同じく毎月開催した知事以下全部局長からなる「行財政改革推進会議」と2週間おきに開催し、その都度記者説明を行うことにより、議論の県庁内のフィードバックはもちろん、マスコミを通じた県民の議論喚起に資することになったのではと思います。国と異なり、新潟県庁では公表案件や会議の内容についてマスコミ説明を行う文化がそれほどなく、また、記者が県庁に常駐していない報道機関が多いのが実態です。公の場で自治体の政策が論じられることも多くはありません。県民が事実に基づくわかりやすい政策情報に接する文化を醸成するため、日程をあらかじめ明示し、会議と記者説明をセットにした形で半年間取り組むこととしました。

会議では、不都合な真実も含め、ファクトを数多く示し、議論の素材としました。人口減少の時代、去年と同じことをするだけでは豊かな社会にならない現実のなか、県民一人ひとりが政策に関心を示さないと、やがては自分や子供達の身に降りかかってくることを改めて実感してほしいとの思いからです。

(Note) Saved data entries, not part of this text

Issue #1152, opened 2022-10-26
L2 transfrom functionality


siosw:
this is part of the L2 tokenisation effort tracked here #1009

### What is this?
We want to allow users to combine L2 commitments into different, new L2 commitments according to rules defined by the user. This is needed to represent IRL supply chain processes within nightfall.

This will require a new service within client as well as a new circuit.

PR #1252, opened 2022-11-22
transform service

### LINKED ISSUE #1009: L2 Tokenisation Task List
Here is the task list that defines what needs to completed as part of L2 Tokenisation. Each should form their own issues with corresponding PR. They are broadly grouped by their contribution to the end goal.

### Performance
- [ ] Migration to snarkjs backend #985 
- [ ] Enable rapidsnark as an option for server deployments.

### Flexibility
- [ ] Dynamic Commitment + Nullifier Arrays #986 
- [ ] Remove `TRANSACTION_TYPE` enum and replace `Key_Registry` to use a content-based hash #988
- [ ] Convert maximum transactions in `proposeBlock` to instead work on the `num_bytes` of the block + transactions.
- [ ] Metadata Array in On-chain Transaction Structure

### Usability
- [ ] Transfer/Withdraw that can use specific commitment hash
- [ ] Private Mint / Burn Zokrates circuit

siosw:
Adds a transform transaction, combine N L2 tokens into M L2 tokens.

closes  #1009 and #1152
 
`npx hardhat test test/unit/circuits/transform.circom.mjs --no-compile`

`npx hardhat test test/e2e/tokens/l2tokenisation.test.mjs --grep 'Transform' --no-compile`


druiz0992 (approved):

nightfall-client/src/services/transform.mjs
```diff
@@ -0,0 +1,234 @@
...
+  const { rootKey, compressedZkpPublicKey, fee } = generalise(items);
+
+  const shieldContractInstance = await waitForContract(SHIELD_CONTRACT_NAME);
+  const maticAddress = generalise(
+    (await shieldContractInstance.methods.getMaticAddress().call()).toLowerCase(),
+  );
+
+  const circuitHash = await getCircuitHash('transform');
+
+  // the last two nullifiers are reserverd for covering the fee
```
IlyasRidhuan, line 38: im not a big fan of this logic.

Reserving nullifiers and commitments to be used as part of fees leads to unnecessary rigidity, reduces anonymity and means that on-chain transactions will be padded such that non-zero hashes are between 0-hashes.

IlyasRidhuan: If the transaction takes up to N nullifiers and C commitments, then we should allow for:

- Up to (N-1) nullifiers related to the fee and up to 1 commitment related to the change or;
- Up to  N nullifiers related to the token transformation and up to C commitments related to the token change.

in my mind the number of commitments, C, should be at least N + 1 (maybe even N + 2) to account for a partial transformation of input commitments and the fee.

siosw: > in my mind the number of commitments, C, should be at least N + 1 (maybe even N + 2) to account for a partial transformation of input commitments and the fee.
I agree with this, right now this is set to C=5 N=6 but N=7 seems reasonable to me as well.

My reason for reserving the last two commitments for the fee were to match the burn and tokenise transaction. 
Another concern I had was that checking if a commitment is a fee or not on the circuit level would increase the number of constraints.

Depending on your thoughts on this I'm happy to change it to be completely agnostic to the order of commitments / nullifiers.

nightfall-client/src/routes/transform.mjs
```diff
@@ -0,0 +1,20 @@
+import express from 'express';
+import logger from '@polygon-nightfall/common-files/utils/logger.mjs';
+import transform from '../services/transform.mjs';
+
+const router = express.Router();
+
+router.post('/', async (req, res, next) => {
+  try {
+    const { rawTransaction: txDataToSign, transaction } = await transform(req.body);
+    logger.debug('returning raw transaction');
```
israelboudoux, line 10: You don't need these log instructions anymore, on the routes the logging of the payload/response is carried out automatically.

nightfall-client/src/routes/transform.mjs
```diff
@@ -0,0 +1,20 @@
...
+    logger.trace(`raw transaction is ${JSON.stringify(txDataToSign, null, 2)}`);
+    // convert commitment from GN to hex form for transmission
+    res.json({ txDataToSign, transaction });
+  } catch (err) {
+    logger.error(err);
```
israelboudoux, line 15: This `logger.error` can be dropped out, the error will caught by the error middleware and will perform `logger.error`.

nightfall-client/src/queues/transform.mjs
```diff
@@ -0,0 +1,31 @@
...
+      data: null,
+    };
+
+    try {
+      logger.debug(`Transform queue handler ${message.content.toString()}`);
+
+      const txDataToSign = await transform(JSON.parse(message.content.toString()));
+      logger.debug({
+        msg: 'Returning raw transaction',
+        rawTransaction: JSON.stringify(txDataToSign, null, 2),
```
israelboudoux, line 19: The `JSON.stringify` isn't needed, you can pass the object directly, it is properly handled by the log lib.

nightfall-client/src/services/transform.mjs
```diff
@@ -0,0 +1,234 @@
...
+    return submitTransaction(
+      optimisticTransformTransaction,
+      commitmentInfo,
+      rootKey,
+      shieldContractInstance,
+      true, // offchain
+    );
+  } catch (error) {
+    await Promise.all(commitmentInfo.oldCommitments.map(o => clearPending(o)));
+    throw new Error(error);
```
israelboudoux, line 230: You can just re-throw the error.

nightfall-client/src/services/transform.mjs
```diff
@@ -0,0 +1,234 @@
...
+      nullifiers: commitmentInfo.nullifiers,
+      proof,
+      numberNullifiers: VK_IDS.transform.numberNullifiers,
+      numberCommitments: VK_IDS.transform.numberCommitments,
+      isOnlyL2: true,
+    });
+
+    logger.debug({
+      msg: 'Client made transaction',
+      transaction: JSON.stringify(optimisticTransformTransaction, null, 2),
```
israelboudoux, line 218: No need to use `JSON.stringify` anymore.

nightfall-client/src/services/transform.mjs
```diff
@@ -0,0 +1,234 @@
...
+      msg: 'witness input is',
+      witness: JSON.stringify(witness, 0, 2),
+    });
+
+    // call a worker to generate the proof
+    const res = await generateProof({ folderpath: 'transform', witness });
+
+    logger.debug({
+      msg: 'Received response from generate-proof',
+      response: JSON.stringify(res.data, null, 2),
```
israelboudoux, line 198: No need to use `JSON.stringify` anymore.

nightfall-client/src/services/transform.mjs
```diff
@@ -0,0 +1,234 @@
...
+      privateData,
+      commitmentInfo.roots,
+      maticAddress,
+      VK_IDS.transform.numberNullifiers,
+      VK_IDS.transform.numberCommitments,
+    );
+
+    logger.debug({
+      msg: 'witness input is',
+      witness: JSON.stringify(witness, 0, 2),
```
israelboudoux, line 190: No need to use `JSON.stringify` anymore.

IlyasRidhuan (approved):

PR #1255, opened 2022-11-22
chore: remove hashing function

velkoskis:
This removes the existing hash function from the auth logic . It serves the purpose of simplifying and using an .env variable as the auth token for the proposer routes.
no
npm run test-e2e-protocol            
## Any other comments?
It is suggested for the deployer to use UUID(https://www.uuidgenerator.net/) as the authentication token. However, the code doesn't stop the deployer to use whatever string they want.

Updated administrator and circuits tests.

### DIFF
--- a/cli/lib/nf3.mjs
+++ b/cli/lib/nf3.mjs
@@ -5,7 +5,6 @@ import Queue from 'queue';
 import Web3 from 'web3';
 import WebSocket from 'ws';
 import crypto from 'crypto';
-import config from 'config';
 import ReconnectingWebSocket from 'reconnecting-websocket';
 import EventEmitter from 'events';
 import logger from '@polygon-nightfall/common-files/utils/logger.mjs';
--- a/cli/lib/nf3.mjs
+++ b/cli/lib/nf3.mjs
@@ -107,10 +107,7 @@ class Nf3 {
     this.ethereumSigningKey = ethereumSigningKey;
     this.zkpKeys = zkpKeys;
     this.currentEnvironment = environment;
-    axios.defaults.headers.common['X-APP-TOKEN'] = crypto
-      .createHash('sha256')
-      .update(environment.PROPOSER_KEY)
-      .digest('hex');
+    axios.defaults.headers.common['X-APP-TOKEN'] = environment.PROPOSER_KEY;
   }
 
   /**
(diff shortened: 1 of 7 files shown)


cli/lib/nf3.mjs
```diff
@@ -107,10 +107,7 @@ class Nf3 {
     this.ethereumSigningKey = ethereumSigningKey;
     this.zkpKeys = zkpKeys;
     this.currentEnvironment = environment;
-    axios.defaults.headers.common['X-APP-TOKEN'] = crypto
-      .createHash('sha256')
-      .update(environment.PROPOSER_KEY)
-      .digest('hex');
+    axios.defaults.headers.common['X-APP-TOKEN'] = environment.PROPOSER_KEY;
```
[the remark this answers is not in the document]
velkoskis: Got it! I am going to update this. I misunderstood.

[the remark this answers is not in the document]
velkoskis: @druiz0992 Do we have a preference if this random content should be hashed in any way or it is okay to be just a string that the user configures (preferably uuid)?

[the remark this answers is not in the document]
druiz0992: String is ok

config/default.js
```diff
@@ -187,6 +187,7 @@ module.exports = {
         process.env.CHALLENGER_KEY ||
         process.env.BOOT_CHALLENGER_KEY ||
         '0xd42905d0582c476c4b74757be6576ec323d715a0c7dcff231b6348b7ab0190eb',
```
druiz0992, line 189: Why is it defined as part of the environment? If you maintain it there, can you also add an entry in aws?

nightfall-optimist/src/utils/auth.mjs
```diff
@@ -1,11 +1,5 @@
...
-import crypto from 'crypto';
-
-const environment = config.ENVIRONMENTS[process.env.ENVIRONMENT] || config.ENVIRONMENTS.localhost;
-
 export default function auth(req, res, next) {
-  const token = req.headers['x-app-token'];
-  if (token === crypto.createHash('sha256').update(environment.PROPOSER_KEY).digest('hex'))
-    return next();
+  const token = req.headers['X-APP-TOKEN'];
+  if (token === process.env.AUTH_TOKEN) return next();
```
druiz0992, line 3: Should we take this from config?

config/default.js
velkoskis: Yes, let's add it to aws and polygonEdge!

nightfall-optimist/src/utils/auth.mjs
velkoskis: no, if we maintain it in the environments, we need to call it from there.

daveroga (approved):

imagobea (approved):
Thank you for taking care of this :raised_hands:

PR #1256, opened 2022-11-23
make duplicate commitments/nullifiers tx to check for proposer payment

LijuJoseJJ:
this PR fixes #https://github.com/EYBlockchain/nightfall_3_private/issues/240

elaborating changes in this PR.
commitment and nullifier check once checkTransaction passed (in TransactionSubmitEventHandler and in RollbackEventHandler - case where transaction are put in mempool), check is incoming transaction has duplicate commitments or nullifiers against a transaction already in mempool and if so compare their proposer provided fee, 
For TransactionSubmitEventHandler - save incoming transaction only if has higher payment.
For RollbackEventHandler - consider transaction as invalid and delete/(do not put in mempool) if payment is not higher


ChaitanyaKonda (dismissed):
`checkTransaction` is used by 1) `transactionSubmittedEventHandler` when a transaction is received and when it is called from inside `blockProposedEventHandler` when a transaction that the optimist does not know if is received as part of an L2 block 2) `blockProposedEventHandler` when it calls `checkBlock` to check the validity of L2 transactions 3) `rollbackEventHandler` to assess which transactions in an L2 block are invalid to delete them from transaction database.

The issue picked in this PR is about ensuring amongst the transactions with same nullifier/commitment, we only have one that is higher in payment to be proposed. Adding a transaction to mempool only is done during the receipt of a to be proposed transaction which happens when a user sends the transaction to proposer handled during situation (1) and when a transaction is added back to mempool which happens during situation (3). It is not relevant to handle this for situation (2).

As a result handling this change inside `checkTransaction` which applies to (1), (2) and (3) is incorrect. It needs to be handled only during (1) and (3). 

Please remove this from inside `checkTransaction` and make the relevant changes to apply to only the relevant situations

Westlad (approved):

druiz0992 (approved):

PR #1259, opened 2022-11-23
Add extended key usage checks

Westlad:

Our current method of checking x509 certificates to provide an identity check is quite good, but it can be made more secure. That's what this PR does.

Currently, when you submit a certificate we check the following are correct:
1. it's correctly signed by a CA that we trust (or, more accurately, `X509.sol` trusts)
2. it's in date
3. the key usage is `Certificate Sign`, if it's an intermediate certificate, and `Digital Signature` if it's an end user certificate

This is quite good but unfortunately the X509 key usage flags are quite broad-brush. `Digital Signature` can be set in a certificate that represents a very high level of identity check but also in one where the only check the CA made was that you own the email domain referred to in the certificate. This means that `nigerian.prince777@scam.com` could possibly be accepted (although we'd hope most reputable CAs would not accept @scam.com).

To be extra sure, we need to look into the Extended Key Usage data. This gives us a more granular view of the certificate's use and hence the level of checking that the CA did before issuing it. Unfortunately there is no overarching standard for what CAs put here; each has their own set of Object Ids and their CPS determines which they use. That's not a big problem, provided we make sure that `X509.sol` is loaded with the correct ones; it's just fiddly.
The OIDs that we wish to add are specified in the config on a per ETH_NETWORK basis.  It's an array of arrays, representing one group of OIDs for each CA. The group to use can be selected when the certificate is sent for validation.  This is safe because specifying the wrong group will cause the validation to fail - it's just lower gas cost than having the smart contract try every possible group of OIDs.

Even then, this may not give us enough assurance, so this PR also provides a check against the Certificate Policies extension.  It works in the same way to the Extended Key Usage but consumes Certificate Policy OIDs.

For test purposes, as we aren't using a real CA, I just chose OIDs for Code Signing, Time Stamping and Email Protection, and added made-up OIDs for the Certificate Policies, then issued a test end-user certificate with these OIDs set. Note that certificates without Key Usage and Certificate Policy extensions will not validate. This ensures that we only validate certificates which provide the appropriate level of assurance.

No

Normal CI tests will be adequate.  The X509 unit test has been updated and a new end user certificate created which exercises this new functionality.


Westlad:
I've added Mock certificates build from Digicert and Entrust certificate profiles, so they should be close the real thing. I've also removed my OID encoding app as I've now found a more comprehensive one online (linked in the docs about adding a certificate). Finally I improved X509 so that it copes better when items are marked as critical in the certificate.

druiz0992 (approved):

test/unit/SmartContracts/X509.unit.test.mjs
```diff
@@ -107,16 +161,34 @@ describe('DerParser contract functions', function () {
...
+      0,
     );
-    // now presenting the end user cert should work because the smart contract now trusts the Intermediate CA public key
+    // now presenting the end user cert should also work
     await X509Instance.validateCertificate(
       certChain[0].derBuffer,
       certChain[0].tlvLength,
       signature,
       true,
+      0,
```
israelboudoux, line 172: Hi @Westlad, this the index of the `oidGroup` right? I didn't like much this because the user must know the index. Wouldn't we be able to use the `OID Group` value as the index? (e.g. `2.16.840.1.114412.3.21.2`)

Westlad: Ah, no, that's not what the `oidGroup` is.  The example you gave is a single OID.  However a set (array) of OIDs must be applied to the certificate check.  This set is dependent on the CA being used. So for example Digicert might be `oidGroup = 1`, Entrust is `oidGroup = 2` etc. . Each index choice gives a different array of OIDs.  It's true that the user will need to know which `oidGroup` index to use with their certificate but we expect the person deploying the contracts to publish a mapping of `CA => oidGroup`.

israelboudoux: You're right, I made confusion.

israelboudoux (approved):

例えば、他道府県の公債費の適正管理に関する取組や、県病院局が運営する県立病院の入院患者は将来増加見込との予測と異なり実績は減少していること等医療需要の見込が下ブレしていること(資料3 入院患者数の推移参照)、私学助成の生徒一人当たり単価の順位(全日制高校14位、通信制高校6位、中学校21位、幼稚園4位、専修学校13位)、商工団体補助の状況(補助金総額・補助対象職員数3位、商工団体数全国2位、補助対象職員1人当たり人件費全国24位、小規模事業者1社あたりの補助金額4位)を示しています。ホームページでも公開しています。

ちなみに、財政の健全度合いを示す法律上の指標を見ると、実質公債費比率は44位、将来負担比率は45位です。

有識者会議からのメッセージ

8月に取りまとめられた有識者会議の意見書、特に冒頭の総論には、味わい深いメッセージが込められています。その一部を以下に紹介して、新潟の財政状況に関する紹介を締めくくりたいと思います。

「今の状況は、川の上流で洪水が生じているのが見えていて、その影響が下流にいる自らに及ぶのを待っているようなものである。県ではこうした状況への対応が遅れており、このままでは県立病院は維持できなくなるなど、行政サービスの突然の見直しが余儀なくされる。」

「関係者一人ひとりが、漫然と過去をなぞるのではなく、知恵を出して新たな発想で取組を進めていかなければならない。」

「少子高齢化、人口減少が進む現代日本社会において、地方自治体はどの団体も多くの課題を抱えている。新潟県はその中でも特に大きな課題に直面しているが、厳しい現実に正面から向き合い、地に足の付いた改革を着実に積み重ね、他の地方自治体の見本となるような行財政改革を全うすることを期待する。」